# What Massanutten Resort Would You Recommend



## JLB (Apr 13, 2007)

for an older couple for May?

Still trying to help my deceased neighbor's Ex SO.


----------



## KristinB (Apr 13, 2007)

Since they're older, I'm going to assume that there might be a mobility issue...  If stairs are a problem, Woodstone and Summit are both good options (some stairs, but not that many).  If not, Mountainside is another option.  I wouldn't stay in either Eagle Trace or Killy Court.  I haven't seen Shenandoah, so can't comment on those.


----------



## JLB (Apr 13, 2007)

Thanks. I won't say how I was leaning so as to not affect replies.

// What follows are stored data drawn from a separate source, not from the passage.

PR #3935, opened 2023-09-28
[refactor] #3934: Migrate `iroha_wasm_derive` and `iroha_validator_derive` to syn 2.0

### LINKED ISSUE #3934: Migrate `iroha_smart_contract_derive`, `iroha_executor_derive` and `iroha_trigger_derive` to syn 2.0
Part of https://github.com/hyperledger/iroha/issues/3682

Do the same work that was done in https://github.com/hyperledger/iroha/pull/3727 and https://github.com/hyperledger/iroha/pull/3759 and https://github.com/hyperledger/iroha/issues/3814 , but for `iroha_wasm_derive` and `iroha_validator_derive`

DCNick3:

Keep those cards and letters, pouring in.


----------



## CabinGirl (Apr 13, 2007)

If you visit www.MassResort.com, click on the "Ownership Info" link, then go to "Unit information". It gives a pretty detailed description of the units, features, layouts, location, etc. Might be helpful.


----------



## janapur (Apr 13, 2007)

Hey JLB,

Is this the neighbor that owned at Pacifica in Ixtapa? I have been looking to buy their and found your postings when I searched the topic a long time ago. I gave up and bought a 2BR at Park Royal, but Holiday really screwed up and after *many* months I never got clear title- loonngggg story. So then I bought a studio at Park Royal, and wouldn't it figure, the resort just went AI. Ugh! Too many great places to eat in Ixtapa and Zih.

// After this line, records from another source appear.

PR #3944, opened 2023-10-02
[refactor]: Include smart contract code into the workspace

mversic:
## Description

* renamed `wasm` crate to `smart_contract` (`wasm` is just one of potentially many VMs)
* included `smart_contract` crate in the workspace

### Linked issue

Closes #{issue_number} 

### Benefits

we no longer have a split in the workspace.

### Downsides

writer of the smart contract now must explicitly include allocator

### Checklist


DCNick3 (commented):
Looks reasonable! I see that you also tried to move all wasm-specific changes from `data_model` into `core::smartcontracts::wasm`, which, ig, is in preparation of introducing other on-chain scripting technologies?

I've worn out my welcome trading into the four Pacificas with their 1 in 4 rule. Fortunately, I found an owner here on TUG to do a direct exchange with this year. You gotta love TUG!! :whoopie: 

Anyway, I followed the story of your neighbor, but never heard how it all worked out. I hope someone is able to enjoy his weeks in my favorite spot on Earth.

Jana


----------



## Emily (Apr 13, 2007)

For an older couple I would pick a 2 bd - 1st floor Woodstone.  This would keep them from "having" to drive all the way up the mountain each time they come to their unit.  The steps are not as many as most of the units.  They will have a full kitchen and won't have to deal with a hot plate. The parking is better than at the Summit.

At Summit there is one assigned parallel space per unit.  If someone brings more than one car, they are to park in the auxillary parking lot. . . On Friday and Saturday nights . . when they are full . . this is a zooish experience at best . . 

Mountainside is nice (rehabbed ones)  but too many steps in and out of the unit for an older couple.


----------



## JLB (Apr 13, 2007)

A little for everyone.

Yes, same neighbor.  I have a thread on The Lounge, Duties of a Personal Representative, talking about it.  I need to update that.  The house is still sitting there empty, uninsured, waiting for a daughter that XSO POed to get done with her lawyering.  The house was sold and just days away from closing when XSO shot her mouth off to the daughter.  Something about four mugs she couldn't have.   

They gave up on the TS ownership and never did follow through on transferring it to anyone.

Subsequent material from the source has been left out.